PR #2113, opened 2016-06-16
Fix installation instructions for stanchion on Ubuntu/Debian

kesslerm:
Don't state to install Riak CS, when actually installing
the stanchion package.


laurenrother:
👍 🍐

PR #2116, opened 2016-06-20
Added note about write-once bucket bypassing hooks

angrycub:
Since the write-once path bypasses the put_fsm and doesn't fire the
hooks on its own, they are completely ignored.  The main concern being
that realtime replication uses postcommit hooks to enqueue objects;
therefore, realtime can not work with write-once buckets.  Fullsync
works as expected.


laurenrother:
👍 🍬 

Thanks @angrycub !

PR #2117, opened 2016-06-20
Changed template to allow markdown in title attribute

angrycub:
This change will cause the contents of the title attribute to be markdownified.  The main upside is to allow for backticked items appearing in note titles to be drawn correctly.

### DIFF
--- a/layouts/shortcodes/note.html
+++ b/layouts/shortcodes/note.html
@@ -1,6 +1,6 @@
 <div class="note">
   {{ if .Get "title" }}
-    <div class="title">{{ with .Get "title" }}{{.}}{{ end }}</div>
+    <div class="title">{{ with .Get "title" }}{{ markdownify . }}{{ end }}</div>
   {{ end }}
   {{ .Inner }}
 </div>


laurenrother:
@TheOnlyRew Can you take a look at this and +1, please (and thank you)?

TheOnlyRew:
Will do. I intend to push this change a bit, and see how bad it looks when misused, so it may be a couple days before I'm done.

laurenrother:
Just gonna bump this on your radar @TheOnlyRew .

TheOnlyRew:
First I would like to apologize for dragging my feet on this. Time is hard.

Below are some notes I took  while messing around with this change. Overall I'm really happy with the change. Enough that I think we should make a similar change markdownify page titles as well as note titles.

> shortcodes don't allow newlines in parameters, even when wrapped in multi-line strings (\`backticks\`), so most of crazy crap is actually impossible.
> 
> Our current style sheets mess up \_emphasized\_ test in titles, but that should get fixed as part of my ongoing work.
> 
> Horizontal bars (`-----`) actually look pretty good... though you can't add any text.
> 
> Prepending four spaces in front of text ("&nbsp;&nbsp;&nbsp;&nbsp;like this") will actually make the title a code block.
> 
> Images actually look pretty okay in titles... who would have thought?
> 
> HTML tags can be added in titles, so we will be able to shoot ourselves in the foot. But that's really not new.

PR #2118, opened 2016-06-20
Corrected 2.1.1 to match other versions

angrycub:
During this correction, it was observed that the notes do not allow reference style links from the main document, presumably due to scope issues. I had already applied the changes to one version.  This fixes 2.1.1 to look like the other versions.  -cv


TheOnlyRew:
:+1:

Sorry that took so long

PR #2120, opened 2016-06-22
Remove munchkin.marketo kruft from markdown content

TheOnlyRew:


laurenrother:
👍 
Note that this was the script we were asked to add 4/28/15. I think one year is long enough to maintain a marketing campaign and then drop it unless otherwise informed.

PR #2142, opened 2016-06-29
MapUpdate parameter missing in UpdateMap.Builder()

Rilussion:
Fix might need to propagate to prior versions too


laurenrother:
👍 🍬 
Thanks @Rilussion !

PR #2143, opened 2016-06-29
Corrected `stanchion_host` to `listener`

angrycub:
The stanchion.conf file configures the IP address of the stanchion listener using the `listener` value not `stanchion_host`.  This is very likely copypasta.


erjohnson:
👍

PR #1112, opened 2021-08-11
Virtualized list improvements

petyosi:
- Expose `defaultItemHeight` prop to smooth out long uneven lists
- Fix quick "new messages" blink when loaded or switching channels


DanC5 (approved):
looks good, `defaultItemHeight` needs to be added to the docusaurus props list, but i'll do that right now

→ **Assigned task**
The lines in the records above that include the word "listener" must be copied out.

→ **Exercise solution**
Corrected `stanchion_host` to `listener`
The stanchion.conf file configures the IP address of the stanchion listener using the `listener` value not `stanchion_host`.  This is very likely copypasta.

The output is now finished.